─── RECORDS SUPPLIED

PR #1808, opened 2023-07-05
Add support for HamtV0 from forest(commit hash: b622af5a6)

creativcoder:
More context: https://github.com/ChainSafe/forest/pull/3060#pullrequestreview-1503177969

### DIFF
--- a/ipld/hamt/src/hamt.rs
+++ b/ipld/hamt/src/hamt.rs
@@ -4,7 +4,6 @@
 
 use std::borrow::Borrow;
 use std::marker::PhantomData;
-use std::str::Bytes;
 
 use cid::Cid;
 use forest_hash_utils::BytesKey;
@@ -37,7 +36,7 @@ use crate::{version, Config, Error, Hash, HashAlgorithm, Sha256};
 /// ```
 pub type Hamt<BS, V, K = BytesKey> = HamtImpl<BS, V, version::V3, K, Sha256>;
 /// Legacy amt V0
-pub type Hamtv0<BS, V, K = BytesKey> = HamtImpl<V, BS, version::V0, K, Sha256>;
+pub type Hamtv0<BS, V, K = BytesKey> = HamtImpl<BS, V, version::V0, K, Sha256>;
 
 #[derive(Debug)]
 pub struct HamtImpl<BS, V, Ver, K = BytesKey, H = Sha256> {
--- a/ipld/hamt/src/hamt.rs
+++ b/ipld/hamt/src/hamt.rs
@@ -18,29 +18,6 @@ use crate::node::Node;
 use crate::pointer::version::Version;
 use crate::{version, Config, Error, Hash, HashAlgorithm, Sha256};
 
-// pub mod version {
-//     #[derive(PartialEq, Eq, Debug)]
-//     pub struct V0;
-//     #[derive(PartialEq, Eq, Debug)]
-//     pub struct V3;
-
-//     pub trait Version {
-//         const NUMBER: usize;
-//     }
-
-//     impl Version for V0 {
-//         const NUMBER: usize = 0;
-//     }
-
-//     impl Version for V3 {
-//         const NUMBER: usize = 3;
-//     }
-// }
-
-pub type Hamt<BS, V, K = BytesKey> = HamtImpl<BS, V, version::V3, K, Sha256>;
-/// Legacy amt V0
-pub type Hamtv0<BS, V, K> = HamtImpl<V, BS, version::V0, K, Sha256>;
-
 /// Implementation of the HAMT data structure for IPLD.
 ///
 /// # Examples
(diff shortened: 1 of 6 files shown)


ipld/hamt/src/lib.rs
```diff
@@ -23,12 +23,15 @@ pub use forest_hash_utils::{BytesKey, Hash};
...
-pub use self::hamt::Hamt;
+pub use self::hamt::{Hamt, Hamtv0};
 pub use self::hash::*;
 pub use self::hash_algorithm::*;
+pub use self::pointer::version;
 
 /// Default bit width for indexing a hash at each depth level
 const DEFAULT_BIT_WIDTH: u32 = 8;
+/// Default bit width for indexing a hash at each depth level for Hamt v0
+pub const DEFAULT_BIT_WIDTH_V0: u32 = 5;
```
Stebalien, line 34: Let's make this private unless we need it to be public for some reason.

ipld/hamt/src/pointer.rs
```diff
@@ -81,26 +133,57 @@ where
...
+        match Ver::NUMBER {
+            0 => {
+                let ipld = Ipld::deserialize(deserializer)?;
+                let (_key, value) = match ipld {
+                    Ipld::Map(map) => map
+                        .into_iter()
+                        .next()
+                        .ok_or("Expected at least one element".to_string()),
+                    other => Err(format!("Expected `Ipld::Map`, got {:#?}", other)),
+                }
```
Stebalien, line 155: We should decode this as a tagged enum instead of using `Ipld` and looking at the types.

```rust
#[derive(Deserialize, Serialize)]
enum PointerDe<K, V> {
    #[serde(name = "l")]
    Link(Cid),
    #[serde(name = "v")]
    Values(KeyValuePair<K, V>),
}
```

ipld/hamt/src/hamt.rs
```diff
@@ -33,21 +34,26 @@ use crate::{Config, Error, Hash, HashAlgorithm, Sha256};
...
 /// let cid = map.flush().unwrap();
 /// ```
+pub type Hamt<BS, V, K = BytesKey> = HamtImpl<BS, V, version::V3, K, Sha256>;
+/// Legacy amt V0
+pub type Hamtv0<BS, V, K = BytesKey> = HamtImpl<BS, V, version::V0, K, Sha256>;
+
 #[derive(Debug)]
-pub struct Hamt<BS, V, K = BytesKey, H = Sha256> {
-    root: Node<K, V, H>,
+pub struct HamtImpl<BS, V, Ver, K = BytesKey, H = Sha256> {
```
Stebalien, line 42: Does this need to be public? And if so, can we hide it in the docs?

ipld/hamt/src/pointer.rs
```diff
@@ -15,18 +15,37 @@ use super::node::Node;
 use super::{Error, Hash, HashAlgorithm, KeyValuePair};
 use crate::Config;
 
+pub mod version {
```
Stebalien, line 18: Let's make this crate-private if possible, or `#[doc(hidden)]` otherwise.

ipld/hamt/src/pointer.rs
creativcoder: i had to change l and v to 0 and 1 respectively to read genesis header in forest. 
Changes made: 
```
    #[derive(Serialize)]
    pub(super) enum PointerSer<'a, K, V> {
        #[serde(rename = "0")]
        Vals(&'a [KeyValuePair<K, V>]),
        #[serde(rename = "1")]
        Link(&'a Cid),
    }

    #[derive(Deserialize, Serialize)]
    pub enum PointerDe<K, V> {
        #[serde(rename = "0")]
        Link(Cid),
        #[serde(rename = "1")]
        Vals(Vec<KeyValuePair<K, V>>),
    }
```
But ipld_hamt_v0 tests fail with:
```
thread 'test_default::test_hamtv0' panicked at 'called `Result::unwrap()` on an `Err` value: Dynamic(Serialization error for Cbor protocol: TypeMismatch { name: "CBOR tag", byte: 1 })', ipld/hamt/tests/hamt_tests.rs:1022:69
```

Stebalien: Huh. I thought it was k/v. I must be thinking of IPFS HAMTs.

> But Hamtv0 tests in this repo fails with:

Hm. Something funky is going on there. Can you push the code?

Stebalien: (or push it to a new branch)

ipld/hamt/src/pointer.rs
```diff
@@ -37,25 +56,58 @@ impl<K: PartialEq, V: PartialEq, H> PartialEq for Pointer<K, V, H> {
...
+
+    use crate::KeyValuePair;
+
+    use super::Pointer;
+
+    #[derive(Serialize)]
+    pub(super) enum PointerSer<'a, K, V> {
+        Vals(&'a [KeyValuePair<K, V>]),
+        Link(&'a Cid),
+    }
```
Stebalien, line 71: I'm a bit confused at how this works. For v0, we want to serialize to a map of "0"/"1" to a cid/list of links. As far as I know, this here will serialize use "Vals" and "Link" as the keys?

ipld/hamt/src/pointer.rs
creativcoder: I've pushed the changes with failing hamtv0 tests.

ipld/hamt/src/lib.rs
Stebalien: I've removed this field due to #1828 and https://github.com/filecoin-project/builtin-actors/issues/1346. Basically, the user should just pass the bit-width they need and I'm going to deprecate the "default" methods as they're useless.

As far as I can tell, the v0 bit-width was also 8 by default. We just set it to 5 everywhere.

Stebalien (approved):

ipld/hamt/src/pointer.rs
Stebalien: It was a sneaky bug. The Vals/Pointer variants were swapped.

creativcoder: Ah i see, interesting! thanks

──────

**TASK REQUIREMENTS**. The records above must be transcribed line for line, exactly.

**SOLUTION FOR THIS TASK**.
PR #1808, opened 2023-07-05
Add support for HamtV0 from forest(commit hash: b622af5a6)

creativcoder:
More context: https://github.com/ChainSafe/forest/pull/3060#pullrequestreview-1503177969

### DIFF
--- a/ipld/hamt/src/hamt.rs
+++ b/ipld/hamt/src/hamt.rs
@@ -4,7 +4,6 @@
 
 use std::borrow::Borrow;
 use std::marker::PhantomData;
-use std::str::Bytes;
 
 use cid::Cid;
 use forest_hash_utils::BytesKey;
@@ -37,7 +36,7 @@ use crate::{version, Config, Error, Hash, HashAlgorithm, Sha256};
 /// ```
 pub type Hamt<BS, V, K = BytesKey> = HamtImpl<BS, V, version::V3, K, Sha256>;
 /// Legacy amt V0
-pub type Hamtv0<BS, V, K = BytesKey> = HamtImpl<V, BS, version::V0, K, Sha256>;
+pub type Hamtv0<BS, V, K = BytesKey> = HamtImpl<BS, V, version::V0, K, Sha256>;
 
 #[derive(Debug)]
 pub struct HamtImpl<BS, V, Ver, K = BytesKey, H = Sha256> {
--- a/ipld/hamt/src/hamt.rs
+++ b/ipld/hamt/src/hamt.rs
@@ -18,29 +18,6 @@ use crate::node::Node;
 use crate::pointer::version::Version;
 use crate::{version, Config, Error, Hash, HashAlgorithm, Sha256};
 
-// pub mod version {
-//     #[derive(PartialEq, Eq, Debug)]
-//     pub struct V0;
-//     #[derive(PartialEq, Eq, Debug)]
-//     pub struct V3;
-
-//     pub trait Version {
-//         const NUMBER: usize;
-//     }
-
-//     impl Version for V0 {
-//         const NUMBER: usize = 0;
-//     }
-
-//     impl Version for V3 {
-//         const NUMBER: usize = 3;
-//     }
-// }
-
-pub type Hamt<BS, V, K = BytesKey> = HamtImpl<BS, V, version::V3, K, Sha256>;
-/// Legacy amt V0
-pub type Hamtv0<BS, V, K> = HamtImpl<V, BS, version::V0, K, Sha256>;
-
 /// Implementation of the HAMT data structure for IPLD.
 ///
 /// # Examples
(diff shortened: 1 of 6 files shown)


ipld/hamt/src/lib.rs
```diff
@@ -23,12 +23,15 @@ pub use forest_hash_utils::{BytesKey, Hash};
...
-pub use self::hamt::Hamt;
+pub use self::hamt::{Hamt, Hamtv0};
 pub use self::hash::*;
 pub use self::hash_algorithm::*;
+pub use self::pointer::version;
 
 /// Default bit width for indexing a hash at each depth level
 const DEFAULT_BIT_WIDTH: u32 = 8;
+/// Default bit width for indexing a hash at each depth level for Hamt v0
+pub const DEFAULT_BIT_WIDTH_V0: u32 = 5;
```
Stebalien, line 34: Let's make this private unless we need it to be public for some reason.

ipld/hamt/src/pointer.rs
```diff
@@ -81,26 +133,57 @@ where
...
+        match Ver::NUMBER {
+            0 => {
+                let ipld = Ipld::deserialize(deserializer)?;
+                let (_key, value) = match ipld {
+                    Ipld::Map(map) => map
+                        .into_iter()
+                        .next()
+                        .ok_or("Expected at least one element".to_string()),
+                    other => Err(format!("Expected `Ipld::Map`, got {:#?}", other)),
+                }
```
Stebalien, line 155: We should decode this as a tagged enum instead of using `Ipld` and looking at the types.

```rust
#[derive(Deserialize, Serialize)]
enum PointerDe<K, V> {
    #[serde(name = "l")]
    Link(Cid),
    #[serde(name = "v")]
    Values(KeyValuePair<K, V>),
}
```

ipld/hamt/src/hamt.rs
```diff
@@ -33,21 +34,26 @@ use crate::{Config, Error, Hash, HashAlgorithm, Sha256};
...
 /// let cid = map.flush().unwrap();
 /// ```
+pub type Hamt<BS, V, K = BytesKey> = HamtImpl<BS, V, version::V3, K, Sha256>;
+/// Legacy amt V0
+pub type Hamtv0<BS, V, K = BytesKey> = HamtImpl<BS, V, version::V0, K, Sha256>;
+
 #[derive(Debug)]
-pub struct Hamt<BS, V, K = BytesKey, H = Sha256> {
-    root: Node<K, V, H>,
+pub struct HamtImpl<BS, V, Ver, K = BytesKey, H = Sha256> {
```
Stebalien, line 42: Does this need to be public? And if so, can we hide it in the docs?

ipld/hamt/src/pointer.rs
```diff
@@ -15,18 +15,37 @@ use super::node::Node;
 use super::{Error, Hash, HashAlgorithm, KeyValuePair};
 use crate::Config;
 
+pub mod version {
```
Stebalien, line 18: Let's make this crate-private if possible, or `#[doc(hidden)]` otherwise.

ipld/hamt/src/pointer.rs
creativcoder: i had to change l and v to 0 and 1 respectively to read genesis header in forest. 
Changes made: 
```
    #[derive(Serialize)]
    pub(super) enum PointerSer<'a, K, V> {
        #[serde(rename = "0")]
        Vals(&'a [KeyValuePair<K, V>]),
        #[serde(rename = "1")]
        Link(&'a Cid),
    }

    #[derive(Deserialize, Serialize)]
    pub enum PointerDe<K, V> {
        #[serde(rename = "0")]
        Link(Cid),
        #[serde(rename = "1")]
        Vals(Vec<KeyValuePair<K, V>>),
    }
```
But ipld_hamt_v0 tests fail with:
```
thread 'test_default::test_hamtv0' panicked at 'called `Result::unwrap()` on an `Err` value: Dynamic(Serialization error for Cbor protocol: TypeMismatch { name: "CBOR tag", byte: 1 })', ipld/hamt/tests/hamt_tests.rs:1022:69
```

Stebalien: Huh. I thought it was k/v. I must be thinking of IPFS HAMTs.

> But Hamtv0 tests in this repo fails with:

Hm. Something funky is going on there. Can you push the code?

Stebalien: (or push it to a new branch)

ipld/hamt/src/pointer.rs
```diff
@@ -37,25 +56,58 @@ impl<K: PartialEq, V: PartialEq, H> PartialEq for Pointer<K, V, H> {
...
+
+    use crate::KeyValuePair;
+
+    use super::Pointer;
+
+    #[derive(Serialize)]
+    pub(super) enum PointerSer<'a, K, V> {
+        Vals(&'a [KeyValuePair<K, V>]),
+        Link(&'a Cid),
+    }
```
Stebalien, line 71: I'm a bit confused at how this works. For v0, we want to serialize to a map of "0"/"1" to a cid/list of links. As far as I know, this here will serialize use "Vals" and "Link" as the keys?

ipld/hamt/src/pointer.rs
creativcoder: I've pushed the changes with failing hamtv0 tests.

ipld/hamt/src/lib.rs
Stebalien: I've removed this field due to #1828 and https://github.com/filecoin-project/builtin-actors/issues/1346. Basically, the user should just pass the bit-width they need and I'm going to deprecate the "default" methods as they're useless.

As far as I can tell, the v0 bit-width was also 8 by default. We just set it to 5 everywhere.

Stebalien (approved):

ipld/hamt/src/pointer.rs
Stebalien: It was a sneaky bug. The Vals/Pointer variants were swapped.

creativcoder: Ah i see, interesting! thanks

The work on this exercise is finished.